What you will do>
Every line in the records below between the one holding "PR #4874, opened 2025-01-29" and the one holding "PR #4876, opened 2025-01-30", inclusive, is to be set down exactly; all other lines are to be left out.

Data under study>
===

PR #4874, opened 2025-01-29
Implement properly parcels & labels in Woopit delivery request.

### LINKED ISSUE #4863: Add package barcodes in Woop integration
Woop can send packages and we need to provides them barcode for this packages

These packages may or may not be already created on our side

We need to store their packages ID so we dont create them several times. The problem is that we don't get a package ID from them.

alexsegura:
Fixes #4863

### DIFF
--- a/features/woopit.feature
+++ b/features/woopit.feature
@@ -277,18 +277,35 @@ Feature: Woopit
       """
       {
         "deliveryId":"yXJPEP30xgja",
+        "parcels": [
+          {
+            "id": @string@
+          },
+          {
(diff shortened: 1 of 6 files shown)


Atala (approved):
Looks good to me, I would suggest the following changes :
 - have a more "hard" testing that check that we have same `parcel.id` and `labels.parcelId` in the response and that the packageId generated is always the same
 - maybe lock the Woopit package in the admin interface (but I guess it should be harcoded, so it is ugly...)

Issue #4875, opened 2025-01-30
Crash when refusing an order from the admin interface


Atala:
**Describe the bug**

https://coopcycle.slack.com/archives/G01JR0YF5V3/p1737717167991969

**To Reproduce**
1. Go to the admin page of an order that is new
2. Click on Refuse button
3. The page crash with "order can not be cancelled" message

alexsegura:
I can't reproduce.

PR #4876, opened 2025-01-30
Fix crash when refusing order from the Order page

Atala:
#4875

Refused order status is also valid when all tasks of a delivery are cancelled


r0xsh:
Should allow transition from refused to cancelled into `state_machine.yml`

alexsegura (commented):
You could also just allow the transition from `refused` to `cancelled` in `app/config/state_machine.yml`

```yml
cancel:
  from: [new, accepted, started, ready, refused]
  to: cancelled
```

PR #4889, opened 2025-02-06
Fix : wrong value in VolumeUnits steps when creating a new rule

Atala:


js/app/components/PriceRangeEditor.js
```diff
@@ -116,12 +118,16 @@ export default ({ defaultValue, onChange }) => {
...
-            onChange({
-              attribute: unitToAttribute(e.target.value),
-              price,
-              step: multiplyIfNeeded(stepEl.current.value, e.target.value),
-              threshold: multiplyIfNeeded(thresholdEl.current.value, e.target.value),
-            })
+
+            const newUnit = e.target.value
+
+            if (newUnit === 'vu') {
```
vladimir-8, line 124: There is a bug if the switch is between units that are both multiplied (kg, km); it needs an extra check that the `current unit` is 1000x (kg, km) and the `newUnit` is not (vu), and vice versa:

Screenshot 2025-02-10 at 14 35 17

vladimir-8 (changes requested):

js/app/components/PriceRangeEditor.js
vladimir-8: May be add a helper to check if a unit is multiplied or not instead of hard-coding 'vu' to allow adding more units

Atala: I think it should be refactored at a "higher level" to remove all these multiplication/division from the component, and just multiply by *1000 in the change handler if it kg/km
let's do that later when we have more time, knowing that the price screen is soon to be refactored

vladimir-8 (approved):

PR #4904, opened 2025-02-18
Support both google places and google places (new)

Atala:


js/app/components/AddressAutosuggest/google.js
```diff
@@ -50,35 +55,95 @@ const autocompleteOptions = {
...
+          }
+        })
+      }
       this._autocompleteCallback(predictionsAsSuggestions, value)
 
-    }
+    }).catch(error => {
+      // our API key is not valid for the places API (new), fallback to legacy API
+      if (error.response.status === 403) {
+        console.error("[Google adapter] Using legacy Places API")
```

===

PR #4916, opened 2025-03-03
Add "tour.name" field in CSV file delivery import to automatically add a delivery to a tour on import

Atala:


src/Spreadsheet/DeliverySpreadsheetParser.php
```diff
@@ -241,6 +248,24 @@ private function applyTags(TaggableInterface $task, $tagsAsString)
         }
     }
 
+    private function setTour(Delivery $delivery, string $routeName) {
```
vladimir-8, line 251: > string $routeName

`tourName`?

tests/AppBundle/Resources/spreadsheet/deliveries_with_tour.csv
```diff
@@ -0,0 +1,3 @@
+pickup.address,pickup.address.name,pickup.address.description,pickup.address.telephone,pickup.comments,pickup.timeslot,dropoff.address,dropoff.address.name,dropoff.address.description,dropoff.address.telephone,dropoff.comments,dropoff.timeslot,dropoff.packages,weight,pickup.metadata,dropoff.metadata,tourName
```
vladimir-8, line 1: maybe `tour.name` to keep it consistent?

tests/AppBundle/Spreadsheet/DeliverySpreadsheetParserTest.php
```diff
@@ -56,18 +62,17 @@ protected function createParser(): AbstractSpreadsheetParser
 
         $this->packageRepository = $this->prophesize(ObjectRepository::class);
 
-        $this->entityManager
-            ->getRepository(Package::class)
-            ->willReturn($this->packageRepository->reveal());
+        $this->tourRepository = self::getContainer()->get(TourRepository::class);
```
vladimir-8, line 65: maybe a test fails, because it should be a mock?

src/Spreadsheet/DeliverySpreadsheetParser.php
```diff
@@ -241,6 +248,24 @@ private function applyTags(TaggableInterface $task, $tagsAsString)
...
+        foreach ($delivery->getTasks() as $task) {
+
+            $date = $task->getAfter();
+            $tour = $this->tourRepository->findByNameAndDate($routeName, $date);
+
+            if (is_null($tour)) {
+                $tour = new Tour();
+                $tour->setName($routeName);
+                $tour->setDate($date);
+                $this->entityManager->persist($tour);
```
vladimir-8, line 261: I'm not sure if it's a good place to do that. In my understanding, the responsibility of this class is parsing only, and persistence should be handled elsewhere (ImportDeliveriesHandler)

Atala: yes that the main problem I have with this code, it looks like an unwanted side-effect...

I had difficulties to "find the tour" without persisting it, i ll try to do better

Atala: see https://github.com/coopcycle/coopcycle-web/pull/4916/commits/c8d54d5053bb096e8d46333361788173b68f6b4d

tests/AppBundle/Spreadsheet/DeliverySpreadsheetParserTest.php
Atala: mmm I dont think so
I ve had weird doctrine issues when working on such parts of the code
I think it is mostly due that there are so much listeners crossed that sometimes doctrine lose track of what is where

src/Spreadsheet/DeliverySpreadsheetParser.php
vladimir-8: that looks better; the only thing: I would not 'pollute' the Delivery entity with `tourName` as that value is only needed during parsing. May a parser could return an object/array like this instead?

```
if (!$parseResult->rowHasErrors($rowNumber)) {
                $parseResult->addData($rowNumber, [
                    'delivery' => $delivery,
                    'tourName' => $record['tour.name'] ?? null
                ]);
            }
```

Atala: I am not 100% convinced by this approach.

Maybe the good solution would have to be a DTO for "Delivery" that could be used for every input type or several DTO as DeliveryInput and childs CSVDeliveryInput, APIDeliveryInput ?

===

Answer box>
PR #4874, opened 2025-01-29
Implement properly parcels & labels in Woopit delivery request.

### LINKED ISSUE #4863: Add package barcodes in Woop integration
Woop can send packages and we need to provides them barcode for this packages

These packages may or may not be already created on our side

We need to store their packages ID so we dont create them several times. The problem is that we don't get a package ID from them.

alexsegura:
Fixes #4863

### DIFF
--- a/features/woopit.feature
+++ b/features/woopit.feature
@@ -277,18 +277,35 @@ Feature: Woopit
       """
       {
         "deliveryId":"yXJPEP30xgja",
+        "parcels": [
+          {
+            "id": @string@
+          },
+          {
(diff shortened: 1 of 6 files shown)


Atala (approved):
Looks good to me, I would suggest the following changes :
 - have a more "hard" testing that check that we have same `parcel.id` and `labels.parcelId` in the response and that the packageId generated is always the same
 - maybe lock the Woopit package in the admin interface (but I guess it should be harcoded, so it is ugly...)

Issue #4875, opened 2025-01-30
Crash when refusing an order from the admin interface


Atala:
**Describe the bug**

https://coopcycle.slack.com/archives/G01JR0YF5V3/p1737717167991969

**To Reproduce**
1. Go to the admin page of an order that is new
2. Click on Refuse button
3. The page crash with "order can not be cancelled" message

alexsegura:
I can't reproduce.

PR #4876, opened 2025-01-30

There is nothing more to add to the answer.